Banda Aceh (ANTARA) - Qanun Aceh Nomor 6 Tahun 2014 tentang Hukum Jinayat dinilai belum membuat jera para pelaku kekerasan terhadap anak.
“Qanun Jinayat lebih mengutamakan penghukuman pada pelaku kejahatan dan belum menyentuh pada aspek perlindungan terhadap anak yang menjadi korban,” kata Wakil Ketua Komisi Pengawas dan Perlindungan Anak (KPPA) Aceh Ayu Ningsih, di Banda Aceh, Jumat.
Dalam Webinar bertajuk Ruang Negosiasi pada Kasus Kekerasan terhadap Perempuan dan Anak Dalam Tinjauan Sosiologis, Yuridis, dan Politis diselenggarakan Program Studi Sosiologi Fakultas Ilmu Sosial dan Ilmu Politik Universitas Syiah Kuala (FISIP USK), Ayu Ningsih menjelaskan anak yang menjadi korban pemerkosaan sangat rentan menjadi pelaku, dan dijunctokan dengan pasal-pasal lain dalam Qanun Jinayat, seperti pengakuan zina dan zina anak.
Namun dalam UU Perlindungan Anak, apa pun kondisi anak tetap dianggap sebagai korban, meskipun persetubuhan tersebut dilakukan tanpa ancaman kekerasan, karena ada perluasan unsur pidana, seperti tipu muslihat, bujuk rayu, iming-iming, dan serangkaian kebohongan lainnya.
“Maka orang dewasa tetap akan dihukum dan anak tetap merupakan korban tindak pidana, sayangnya hal ini tidak ada dalam Qanun Jinayat,” katanya lagi.
Menurut dia, Qanun tentang Hukum Jinayat masih menawarkan tiga alternatif hukuman bagi pelaku kejahatan seksual terhadap anak yang terdiri atas hukuman cambuk, kurungan, dan denda.
“Seharusnya Pemerintah menerapkan Qanun Aceh Nomor 11 Tahun 2008 tentang Perlindungan Anak bagi pelaku kekerasan terhadap anak,” katanya pula.
Ia mengatakan selama ini penegak hukum belum pernah memakai qanun tersebut untuk menjerat pelaku kekerasan terhadap anak di Aceh. Padahal, sudah sepantasnya para aparatur hukum memastikan pemberatan hukuman kepada pelaku kekerasan, mulai dari moral and social justice kepada legal justice menuju pressure justice.

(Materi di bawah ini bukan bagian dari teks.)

Issue #980, opened 2023-09-05
10 x time limit in failure log entries


galbaras:
After setting the queue runner time limit to **600**, failed actions show the message "action marked as failed after **6000** seconds. Unknown error occurred. Check server, PHP and database error logs to diagnose cause."

This is caused by [Line 229 in ActionScheduler_Abstract_QueueRunner.php](https://github.com/woocommerce/action-scheduler/blob/4eb2fa9737a53e4d284dafcf3e0bf428b5f941bc/classes/abstracts/ActionScheduler_Abstract_QueueRunner.php#L229), which says

`$this->cleaner->clean( 10 * $this->get_time_limit() );`

This gives the impression that the action timed out after a much longer time than it likely did and should probably be adjusted to reflect the actual time limit used.

barryhughes:
Hi @galbaras,

It doesn't feel inaccurate to me (in these cases, the action has indeed been marked as failed after 6,000 seconds have elapsed) but perhaps we could tweak the language to make it less ambiguous. For example:

> This action was set to a status of in-progress at least 6000 seconds ago. There has been no further change and this suggests it has stopped running, therefore the status will now be updated to failed.

Alternatively, we could attempt to time the actual action duration and use PHP shutdown functions to handle this in situations where execution times out ... but, that is a larger effort and I'm a little unsure how valuable it would be to most users.

What do you think—and are there scenarios you can share where more accurate figures would be useful?

galbaras:
The cleaner doesn't seem to run after 10x the time. This figure is just hardcoded with no other reference I could find that would explain why. Since I sent the time limit to 600, wouldn't the task have died after 600 seconds already?

Basically, the log should help with troubleshooting as much as possible, and I'm seeing nothing relevant in my error logs, which is totally weird. Increasing the time limit seemed to help, although the log previous quoted "300", so I doubled it, but really multiplied by 20, because of this 10x factor in the code.

barryhughes:
> The cleaner doesn't seem to run after 10x the time.

Right, but it doesn't reflect when the cleaner itself runs: instead it is used to form the cutoff time when the cleaner [queries for stalled actions](https://github.com/woocommerce/action-scheduler/blob/3.6.2/classes/ActionScheduler_QueueCleaner.php#L162-L170).

[...]

PR #1323, opened 2026-06-09
fix: clarify timed-out action log message wording

thisismyurl:
## What

The log message for a timed-out action read:

> action marked as failed after 300 seconds

The value `300` comes from `10 × get_time_limit()` — it's the cleanup window, not the time the action actually ran. With a 30-second PHP time limit, the log implies the action ran for five minutes when in reality it ran for at most 30 seconds. This regularly trips up developers reading logs when diagnosing slow or hung actions.

**Before:**
```
action marked as failed after %s seconds. Unknown error occurred.
```

**After:**
```
action was in-progress for at least %s seconds without completing and has been marked as failed.
```

The new wording makes it clear that `%s` is the minimum elapsed time at which the cleaner *checked*, not a measurement of how long the action actually ran.

## Why not change the value passed?

Changing the multiplier or the method signature would affect the cleanup window logic, which is a separate concern. The wording fix is the minimal, safe change — it corrects the misleading implication without touching any behavior.

Related to #980

---
*Development and testing assisted by AI. All code reviewed and verified manually.*

### DIFF
--- a/classes/abstracts/ActionScheduler_Logger.php
+++ b/classes/abstracts/ActionScheduler_Logger.php
@@ -168,7 +168,7 @@ abstract class ActionScheduler_Logger {
 	 */
 	public function log_timed_out_action( $action_id, $timeout ) {
 		/* translators: %s: amount of time */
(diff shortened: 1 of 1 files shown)


jorgeatorres:
Closing as the commit is included in #1324.

PR #1324, opened 2026-06-09
fix: esc_html() hook name in admin notice markup

thisismyurl:
## What

In `ActionScheduler_ListTable::display_admin_notices()`, the action hook name was concatenated directly into HTML without escaping:

```php
// Before
$action_hook_html = '<strong><code>' . $action->get_hook() . '</code></strong>';

// After
$action_hook_html = '<strong><code>' . esc_html( $action->get_hook() ) . '</code></strong>';
```

Hook names are stored raw in the database. A hook name containing `<`, `>`, `&`, or quotes would render unescaped in the WooCommerce → Status → Scheduled Actions admin screen, producing broken markup.

## Why `wp_kses_post()` isn't sufficient

The composed string is later passed through `wp_kses_post()`, which strips *disallowed* tags — but it does **not** HTML-encode text content inside *allowed* tags like `<strong>` and `<code>`. A hook name of `my_hook<script>` would have its `<script>` stripped, but `my_hook&bad=<value>` would still render with a raw `&` and `<`. `esc_html()` is the correct tool for encoding text content in an HTML context.

---
*Development and testing assisted by AI. All code reviewed and verified manually.*

### DIFF
--- a/classes/ActionScheduler_ListTable.php
+++ b/classes/ActionScheduler_ListTable.php
@@ -413,7 +413,7 @@ class ActionScheduler_ListTable extends ActionScheduler_Abstract_ListTable {
 			delete_transient( 'action_scheduler_admin_notice' );
 
 			$action           = $this->store->fetch_action( $notification['action_id'] );
-			$action_hook_html = '<strong><code>' . $action->get_hook() . '</code></strong>';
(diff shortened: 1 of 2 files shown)


jorgeatorres (approved):
LGTM. Thank you @thisismyurl!

PR #1325, opened 2026-06-09
Turn cleanup continuations (trailing end) into an unique job

jorgeatorres:


kalessil:
From a reliability PoV, this change is brilliant!

kalessil (approved):

PR #1329, opened 2026-06-12
[Performance] Cache resolved group IDs to reduce the number of SQL queries

kalessil:
Lowers the number of SQL queries and increases throughput during bulk tasks processing and scheduling.

Testing:
- Automated: CI-checks shall pass
- Smoke test: build fresh zip and install it on the test site, perform products import and verify related actions scheduler jobs has been added to the queue.

### DIFF
--- a/classes/data-stores/ActionScheduler_DBStore.php
+++ b/classes/data-stores/ActionScheduler_DBStore.php
@@ -10,6 +10,16 @@
 class ActionScheduler_DBStore extends ActionScheduler_Store {
 
 	/**
+	 * WordPress object cache group for resolved group IDs.
+	 */
+	const GROUP_IDS_CACHE_GROUP = 'action_scheduler_groups';
+
+	/**
+	 * Cache key used for the default (empty-slug) group, since wp_cache_* rejects empty string keys.
+	 */
+	const GROUP_IDS_DEFAULT_CACHE_KEY = 'group:default';
+
+	/**
 	 * Used to share information about the before_date property of claims internally.
 	 *
 	 * This is used in preference to passing the same information as a method param
@@ -53,6 +63,23 @@ class ActionScheduler_DBStore extends ActionScheduler_Store {
 		$table_maker = new ActionScheduler_StoreSchema();
 		$table_maker->init();
 		$table_maker->register_tables();
+	}
+
+	/**
+	 * Flush all store caches.
+	 */
+	public function flush_caches() {
+		wp_cache_flush_group( self::GROUP_IDS_CACHE_GROUP );
+	}
+
+	/**
+	 * Translate a group slug into a valid (non-empty) object cache key.
+	 *
+	 * @param string $slug Group slug.
+	 * @return string
+	 */
+	private function get_group_cache_key( string $slug ): string {
+		return '' !== $slug ? $slug : self::GROUP_IDS_DEFAULT_CACHE_KEY;
 	}
 
 	/**
@@ -264,17 +291,17 @@ AND args = %s
 		}
 		return $this->hash_args( $encoded );
 	}
+
 	/**
 	 * Get a group's ID based on its name/slug.
 	 *
 	 * @param string|array $slugs                The string name of a group, or names for several groups.
 	 * @param bool         $create_if_not_exists Whether to create the group if it does not already exist. Default, true - create the group.
 	 *
-	 * @return array The group IDs, if they exist or were successfully created. May be empty.
+	 * @return int[] The group IDs, if they exist or were successfully created. May be empty.
 	 */
 	protected function get_group_ids( $slugs, $create_if_not_exists = true ) {
-		$slugs     = (array) $slugs;
-		$group_ids = array();
+		$slugs = (array) $slugs;
 
 		if ( empty( $slugs ) ) {
 			return array();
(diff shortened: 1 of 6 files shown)


classes/data-stores/ActionScheduler_DBStore.php
```diff
@@ -264,17 +278,17 @@ protected function get_args_for_query( $args ) {
...
 	 * @param string|array $slugs                The string name of a group, or names for several groups.
 	 * @param bool         $create_if_not_exists Whether to create the group if it does not already exist. Default, true - create the group.
 	 *
-	 * @return array The group IDs, if they exist or were successfully created. May be empty.
+	 * @return int[] The group IDs, if they exist or were successfully created. May be empty.
 	 */
 	protected function get_group_ids( $slugs, $create_if_not_exists = true ) {
-		$slugs     = (array) $slugs;
-		$group_ids = array();
+		$slugs = array_filter( (array) $slugs );
```
barryhughes: Previously, we didn't pass the `$slugs` through `array_filter()` and so the default group `(string) ''` would not be filtered out.

Imagine a new action is being saved: assuming `$create_if_not_exists === true` then (again, I'm talking about the historic behavior) we would actually create a new group for the empty string. If you have a long-lived local db you can probably see this in the `wp_actionscheduler_groups` table (obviously, the actual group ID will likely be different):

| group_id | slug |
| ---      | ---  |
| 123      |      |

By using `array_filter()` we stop that from happening, and I quite like that, it feels almost like an accidental bug fix (because, why would we want a group ID in this situation?) *but,* I think we should pause and make sure this doesn't introduce any problems.

Specifically, I'm thinking that for un-grouped actions we will end up with a split pre and post the introduction of this PR:

| action_id | hook    | group_id | note                              |
| ---       | ---     | ---      | ---                               |
| 1         | generic | 123      | Ungrouped, created before this PR |
| 2         | generic |          | Ungrouped, created after this PR  |

My hunch is that this will not present any problems, because 99.9% of the time both will be picked up by the general purpose queue runner ... but I still wanted to flag it in case there might be some other complication.

classes/data-stores/ActionScheduler_DBStore.php
```diff
@@ -19,6 +19,13 @@ class ActionScheduler_DBStore extends ActionScheduler_Store {
 	 */
 	private $claim_before_date = null;
 
+	/**
+	 * Slug to id resolution cache for groups.
+	 *
+	 * @var array<string,int>
+	 */
+	private $group_id_cache = array();
```
barryhughes: We can generally assume that group IDs are constant. That is, once a group is created, it will not (under normal circumstances) be deleted, not even during queue clean-up.

This makes me wonder if we could gain further benefits by using [wp_cache_set()](https://developer.wordpress.org/reference/functions/wp_cache_set/)|[wp_cache_get()](https://developer.wordpress.org/reference/functions/wp_cache_get/) ... so that, if a persistent caching layer is in place, we can drop our group query altogether in some cases (whereas, currently, they still happen at least once per request).

I think this would be relatively safe, especially with a fairly conservative cache expiry like `10 * MINUTE_IN_SECONDS`. That said, I'm partly asking because I'd be interested to learn if you already discarded this idea due to possible problems (and I think what we have already represents a step forward).

barryhughes (commented):
Left a few comments, but this looks nice!

Also, in relation to the slightly modified behavior when an action without a group is persisted, I wonder if we should cement that/describe it via a further unit test?

classes/data-stores/ActionScheduler_DBStore.php
kalessil: I dismissed the idea because of the concern about concurrent updates (caching a single cache entry with all resolved slugs).

But as some time passed, I think we can make it happen: one cache entry per slug will be reliable and feasible.

classes/data-stores/ActionScheduler_DBStore.php
kalessil: Sounds reasonable, I'll make the necessary adjustments.

kalessil: Reverted: `array_filter` being dropped.

classes/data-stores/ActionScheduler_DBStore.php
kalessil: Addressed: new cache group, one cache entry per slug.

kalessil:
@barryhughes: Ready for the next review round (force-pushing to clean commits history)

barryhughes (approved):
👍🏼 LGTM!

🔬 Ran through a set of tests with and without persistent caching (memcached in my case), and triggered queue runners where no groups were specified, where a single group was specified (initially uncached, then later cached), and where *multiple* groups were specified for exclusion (both uncached, one cached, both cached). Everything looked good.

🤔 Not a blocker, because setting/getting should be a very fast operation, but I'm also cognisant it often means an additional network request (in my case, to the memcached container). That makes me wonder if it would be better to have a single cached array vs individual cache keys within the same group ... but, the probable answer to this is _'it depends'_ and what we have is already have is a nice improvement.

📜 As in another recent PR, I think it would make sense (in terms of how our team generally works) to add a changelog entry as part of this PR. Again, not a blocker.

kalessil:
> Not a blocker, because setting/getting should be a very fast operation, but I'm also cognisant it often means an additional network request (in my case, to the memcached container). That makes me wonder if it would be better to have a single cached array vs individual cache keys within the same group ... but, the probable answer to this is 'it depends' and what we have is already have is a nice improvement.

As with any optimization work, there is a trade-off, which is okay if the changes make a net positive impact.
Here are two dimensions:
- we shift some of the DB load (might need to load data into memory) to the caching service (likely keep everything in memory): that's a fair balancing act, as the DB can spend the CPU cycles on processing actions; network usage is unlikely to see noticeable changes
- Group IDs in a single entry means potential concurrency issues, while for single entries we outsource concurrency handling to the caching service;  less maintenance for us

kalessil:
Added a new changelog entry in 08f5e7932a43336278e25c156a459c957295fa51.
Will merge once CI passes.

“Perlu diketahui, bahwasanya tindak kekerasan terhadap anak di Aceh cenderung tinggi,” katanya lagi.
Dia menyebutkan sampai Juni 2021, sudah ada 202 kasus tindak kekerasan terhadap anak yang terdiri dari 46 kasus pelecehan seksual, 45 kasus kekerasan psikis, dan 34 kasus kekerasan fisik.
KPPA menginginkan adanya upaya pemulihan kondisi korban (restitusi) atau penggantian kerugian yang dialami korban baik secara fisik maupun mental.
“Jadi, KPPA mendesak agar lahirnya peraturan gubernur yang mengatur tentang restitusi,” kata dia.
Anggota DPR Aceh Darwani A Gani mengatakan selama ini masih ada perempuan dan anak yang menjadi korban kekerasan, tetapi tidak melapor karena takut malu.
“Masyarakat menganggap kasus kekerasan seksual adalah masalah yang bisa diselesaikan secara kekeluargaan,” katanya pula.